[Records provided — start]

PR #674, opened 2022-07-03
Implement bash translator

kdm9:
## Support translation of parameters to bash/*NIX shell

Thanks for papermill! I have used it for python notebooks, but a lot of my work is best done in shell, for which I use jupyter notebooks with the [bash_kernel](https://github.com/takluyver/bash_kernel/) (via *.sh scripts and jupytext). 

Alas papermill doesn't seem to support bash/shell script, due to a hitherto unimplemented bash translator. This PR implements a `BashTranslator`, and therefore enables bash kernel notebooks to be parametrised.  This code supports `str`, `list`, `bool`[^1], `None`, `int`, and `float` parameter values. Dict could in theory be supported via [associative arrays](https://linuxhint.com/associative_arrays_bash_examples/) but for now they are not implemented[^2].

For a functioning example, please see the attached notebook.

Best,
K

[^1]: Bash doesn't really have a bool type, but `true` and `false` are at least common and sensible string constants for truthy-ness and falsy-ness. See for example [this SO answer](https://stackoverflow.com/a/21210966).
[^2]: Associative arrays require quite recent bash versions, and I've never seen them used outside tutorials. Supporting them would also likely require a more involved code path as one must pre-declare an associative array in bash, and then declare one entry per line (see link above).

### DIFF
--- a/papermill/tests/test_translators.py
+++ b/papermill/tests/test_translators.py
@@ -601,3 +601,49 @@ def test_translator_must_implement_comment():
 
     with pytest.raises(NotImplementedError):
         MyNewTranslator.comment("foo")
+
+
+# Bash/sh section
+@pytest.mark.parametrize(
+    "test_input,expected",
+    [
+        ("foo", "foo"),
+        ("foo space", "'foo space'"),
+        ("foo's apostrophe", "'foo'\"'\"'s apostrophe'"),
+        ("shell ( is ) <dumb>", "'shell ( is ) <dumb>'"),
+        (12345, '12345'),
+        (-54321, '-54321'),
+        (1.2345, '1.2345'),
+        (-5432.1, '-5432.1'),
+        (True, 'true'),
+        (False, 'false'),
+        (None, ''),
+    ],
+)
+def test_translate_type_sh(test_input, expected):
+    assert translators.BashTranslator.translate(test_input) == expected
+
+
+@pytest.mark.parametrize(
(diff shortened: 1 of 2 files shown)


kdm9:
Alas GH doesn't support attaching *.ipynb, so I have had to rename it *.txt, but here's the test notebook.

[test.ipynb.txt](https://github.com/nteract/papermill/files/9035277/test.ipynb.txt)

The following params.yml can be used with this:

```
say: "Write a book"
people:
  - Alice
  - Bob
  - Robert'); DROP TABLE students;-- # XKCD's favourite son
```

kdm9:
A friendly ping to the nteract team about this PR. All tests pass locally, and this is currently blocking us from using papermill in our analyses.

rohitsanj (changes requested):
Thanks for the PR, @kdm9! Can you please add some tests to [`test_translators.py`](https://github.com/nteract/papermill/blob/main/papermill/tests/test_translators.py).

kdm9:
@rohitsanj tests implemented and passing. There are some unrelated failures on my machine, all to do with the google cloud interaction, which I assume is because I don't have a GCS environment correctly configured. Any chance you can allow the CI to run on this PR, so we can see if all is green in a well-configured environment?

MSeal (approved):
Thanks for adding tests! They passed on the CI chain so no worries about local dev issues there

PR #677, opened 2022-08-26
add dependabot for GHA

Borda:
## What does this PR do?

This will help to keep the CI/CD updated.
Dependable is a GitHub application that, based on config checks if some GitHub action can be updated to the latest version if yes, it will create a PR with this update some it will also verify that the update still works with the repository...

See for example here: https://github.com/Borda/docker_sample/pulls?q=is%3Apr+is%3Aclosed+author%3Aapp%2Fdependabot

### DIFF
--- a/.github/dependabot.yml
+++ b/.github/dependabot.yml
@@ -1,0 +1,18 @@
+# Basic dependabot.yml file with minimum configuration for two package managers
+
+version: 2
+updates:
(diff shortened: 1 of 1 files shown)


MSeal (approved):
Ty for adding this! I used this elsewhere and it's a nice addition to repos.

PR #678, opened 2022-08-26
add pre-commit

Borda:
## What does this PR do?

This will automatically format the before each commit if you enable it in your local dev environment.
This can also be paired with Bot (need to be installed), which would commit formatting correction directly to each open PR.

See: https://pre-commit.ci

[Records provided — finish]

Beginning with the line in which "This can also" appears, set down each line through the last one in the listing, unchanged and with no extras.

This can also be paired with Bot (need to be installed), which would commit formatting correction directly to each open PR.

See: https://pre-commit.ci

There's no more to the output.